Fake news, on the other hand, seems to have a half-life of days before it gets found out, and plenty of people never believe it to begin with.

Over the years, there have been numerous examples of fake real news. From the world of health and medicine there’s been ‘smoking is good for you’ (yes, really, a classic from the 1930s and 40s), ‘sugar won’t harm your health’ (we believed that one for 30 years), and ‘cholesterol causes heart disease’ (oh, you still believe that one?).

Fake real news has another name when it comes to stories specifically about healthcare and pharmaceuticals, processed foods and drinks: it’s healthwashing, a play on ‘whitewashing,’ which is defined as ‘a co-ordinated attempt to hide unpleasant facts.’

Healthwashing’s cover was finally blown in 2015 when a New York Times writer discovered that Coca-Cola had spent billions of dollars funding scientists and organizations to create a public ‘groupthink’ that fat is responsible for the obesity epidemic, and not the sugar that its products are full of. And it worked. The food industry fell for it, and produced an enormous range of low-fat products, and the pharmaceutical industry created statins to lower cholesterol. And we all drank Coke to celebrate (and got fat).

An Australian university professor, Rob Moodie, has examined healthwashing, and has come up with some of its tactics; you may recognize a few of them.

Attack science: Use terms such as ‘junk science’ and ‘bad science.’ Withhold data that may damage your product. Fund your own research that gets the answer you’re looking for. Fund ‘sympathetic’ researchers.

Attack scientists: Create doubt by attacking the integrity of a scientist who may have discovered some inconvenient truths about your products or industry. Sue, or threaten to sue, scientists. Infiltrate science groups.

Create arm’s length organizations: Create front groups. Sponsor conferences and workshops. Distribute your message through pamphlets and booklets, and actively through social media.

Manufacture false debate: Create the impression there’s a controversy. Demand balance, especially from journalists. Divert attention from harmful products. Focus on corporate social responsibility, and set up foundations. Focus on other issues as the problem, such as physical activity instead of diet, for example.

Frame issues in creative ways: Insist the problem is complex, and it would be premature to suggest remedies.
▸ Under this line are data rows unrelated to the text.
PR #259, opened 2019-11-13
Mets transformer pulls mets from S3 and creates invisible work

alicefuzier:
Part of https://github.com/wellcometrust/platform/issues/3921
Supersedes #214 
Resolves Transform METS files to works


pipeline/transformer/transformer_mets/src/main/scala/uk/ac/wellcome/platform/transformer/mets/MetsData.scala
```diff
@@ -0,0 +1,45 @@
+package uk.ac.wellcome.platform.transformer.mets
+
+case class MetsData(
+  recordIdentifier: String,
+  accessCondition: Option[String]
+) {
+
+  def toWork(version: Int) = ???
```
warrd: Didn't know you could do that!

pipeline/transformer/transformer_mets/src/main/scala/uk/ac/wellcome/platform/transformer/mets/transformer/Mets.scala
```diff
@@ -0,0 +1,62 @@
...
+        sourceIdentifier = sourceIdentifier,
+        workData(unidentifiableItem)
+      )
+
+  private def workData(unidentifiableItem: MaybeDisplayable[Item]) =
+    WorkData(
+      items = List(unidentifiableItem),
+      mergeCandidates = List(mergeCandidate))
+
+  private def mergeCandidate = MergeCandidate(
```
jamesgorrie: Does it make a difference if things are `val`s or `def`s?

pipeline/transformer/transformer_mets/src/main/scala/uk/ac/wellcome/platform/transformer/mets/parsers/MetsXmlParser.scala
```diff
@@ -0,0 +1,50 @@
...
+      )
+  }
+
+  private def recordIdentifier(root: Elem): Try[String] = {
+    val identifierNodes =
+      (root \\ "dmdSec" \ "mdWrap" \\ "recordInfo" \ "recordIdentifier").toList
+    identifierNodes match {
+      case List(identifierNode) => Success(identifierNode.text)
+      case _ =>
+        Failure(new Exception("Could not parse recordIdentifier from METS XML"))
```
jamesgorrie: When these errors are throw in `process` - they won't have any identifiable information with them will there?

Could we add some? I can't remember what we get from the adapter - it's the S3 path?

pipeline/transformer/transformer_mets/src/main/scala/uk/ac/wellcome/platform/transformer/mets/transformer/Mets.scala
warrd: In these sort of cases when no mutability / side effects:

`val` = Non lazy, stored in memory
`lazy val` = Lazy, stored in memory
`def` = Lazy, not stored in memory (recalculated each time needed)

Stylistically I quite like `def` here but don't think it matters much

pipeline/transformer/transformer_mets/src/test/scala/uk/ac/wellcome/platform/transformer/mets/fixtures/MetsGenerators.scala
```diff
@@ -0,0 +1,23 @@
...
+       |          <mods:recordInfo>
+       |            <mods:recordIdentifier source="gbv-ppn">$recordIdentifier</mods:recordIdentifier>
+       |          </mods:recordInfo>
+       |          <mods:accessCondition type="dz">${license.id.toUpperCase}</mods:accessCondition>
+       |        </mods:mods>
+       |      </mets:xmlData>
+       |    </mets:mdWrap>
+       |  </mets:dmdSec>
+       |</mets:mets>
+       |""".stripMargin
```
warrd: Scala has XML literals, so could use that here. Going to be removed at some time in the future in Scala 3 AFAIK.

pipeline/transformer/transformer_mets/src/main/scala/uk/ac/wellcome/platform/transformer/mets/parsers/MetsXmlParser.scala
```diff
@@ -0,0 +1,50 @@
...
+
+  private def accessCondition(root: Elem): Try[Option[String]] = {
+    val licenseNodes = (root \\ "dmdSec" \ "mdWrap" \\ "accessCondition")
+      .filter(_ \@ "type" == "dz")
+      .toList
+    licenseNodes match {
+      case Nil               => Success(None)
+      case List(licenseNode) => Success(Some(licenseNode.text))
+      case _ =>
+        Failure(new Exception("Found multiple accessCondtions in METS XML"))
```
warrd: In most of the codebase it seems like `Either[_, _]` are used in preference to `Try`. Do you reckon worth being consistent? (at some point might be great to have a style guide for these sort of decisions)

common/internal_model/src/main/resources/identifier-schemes.csv
```diff
@@ -14,3 +14,4 @@ preservica-guid,Perservica GUID
 calm-authority-code,CALM authority code
 isbn,International Standard Book Number
 issn,ISSN
+mets,METS
```
warrd: I remember some talk about whether adding a new identifier type was the correct thing. Has @jtweed got any opinion on this?

pipeline/transformer/transformer_mets/src/main/scala/uk/ac/wellcome/platform/transformer/mets/transformer/Mets.scala
jamesgorrie: I suppose my concern would be that if it's a `def` it feels like we've said `There's a reason why this recalculates each time` is all.

pipeline/transformer/transformer_mets/src/main/scala/uk/ac/wellcome/platform/transformer/mets/parsers/MetsXmlParser.scala
jamesgorrie: > have a style guide for these sort of decisions

👍 

This function is actually getting it - so we could use `getAccessCondition` which will either get an optional license or a known error state of `multiple access conditions in METS`.

This error feels like it would be good to have somewhere associated with the b number so if asked, "why isn't this b number getting an access statement" we could point to our imaginary Success / Failure dashboard and it will be there.

Saying this - we might have (excuse the verbosity)
```scala
case class MetsAdapterFailure
case class KnownFailure extends MetsAdapterFailure
case class UnknownFailure extends MetsAdapterFailure // Probably similar to Try.Failure(err)
case class MultipleAccessConditionsInMets extends KnownFailure
def getAccessCondition(root: Elem): Either[MultipleAccessConditionsInMets, Option[AccessCondition]]
```

And then at the edge of the application you would have
```
// MetsAdapter.scala
// ...
def process: Either[MetsAdapter, UnidentifiableWork]

// Main.scala
// ...
val id = getId(input)
process(input) match {
  case Right(work) => complete(work) // continue
  case Left(err: KnownFailure) => info(err) // continue
  case Left(err: UnknownFailure) => error(err) // retry
}
```

There's some states I am missing and logic that doesn't fit right (`UnknownFailure`?).

In short I think I am saying if we know what the problem is, is it an error, or part of the application state that we know how to handle, which `Either` feels better at semantically capturing?

If this makes sense in trying to capture I can have a go at implementing it on one of the services?

Thanks to the [Scala docs](https://www.scala-lang.org/api/2.11.4/index.html#scala.util.Try) for providing clear guidance.

> The Try type represents a computation that may either result in an exception, or return a successfully computed value. It's similar to, but semantically different from the scala.util.Either type.

pipeline/transformer/transformer_mets/src/main/scala/uk/ac/wellcome/platform/transformer/mets/transformer/Mets.scala
alicefuzier: No, no reason. I tried replacing with val and it still works. The only thing is that, if they are vals, they need to be in a specific order so that each one is initialised when it's referenced by another one which is slightly annoying

common/internal_model/src/main/resources/identifier-schemes.csv
alicefuzier: We discussed this with @jamesgorrie and I think we sort of reached the conclusion that just adding this here was OK?

pipeline/transformer/transformer_mets/src/main/scala/uk/ac/wellcome/platform/transformer/mets/parsers/MetsXmlParser.scala
alicefuzier: Yep, I'm going to switch to `Either`.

Insist that parents, and not governments, should influence the behavior of their children. Use colorful imagery, and words like ‘speculative,’ ‘oversimplified,’ ‘premature,’ and ‘unbalanced.’ Diminish the severity of the problem.

Fund industry disinformation campaigns: Run disinformation campaigns, and co-opt celebrities and sympathetic ‘expert’ witnesses to represent your case.

Influence the political agenda: Donate to political parties. Invest heavily in paid lobbyists. Target former politicians or their advisers to become sympathizers to your cause.

These tactics work wonderfully, and Coca-Cola used most of them. In the early 1970s, when scientists were trying to figure out just why cardiovascular disease was reaching epidemic proportions, the corporation wanted to strangle at birth any suspicions that sugar might be the culprit.

There was already a move toward fats being to blame, thanks to the fake research of Ancel Keyes, but there was one problem: an English professor, John Yudkin, was certain that sugar was the real problem, and had even written a book, Pure, White and Deadly, to make his point.

Poor Yudkin never stood a chance. His research was discredited, ‘alternative’ research was carried out that proved him wrong, he was locked out of his facilities at his university, his talks were mysteriously canceled at the last minute, and he became a laughingstock of the scientific community. Yudkin retired a broken, and very disillusioned, man.

Of course, he was right, and he is championed by brave scientists of today such as Robert Lustig, a professor of pediatric endocrinology at the University of California, San Francisco. “Everything this man [Yudkin] said in 1972 was the God’s honest truth,” Lustig has told journalists.

Of course it was, but it was up against fake real news, and there’s only one winner in a fight like that.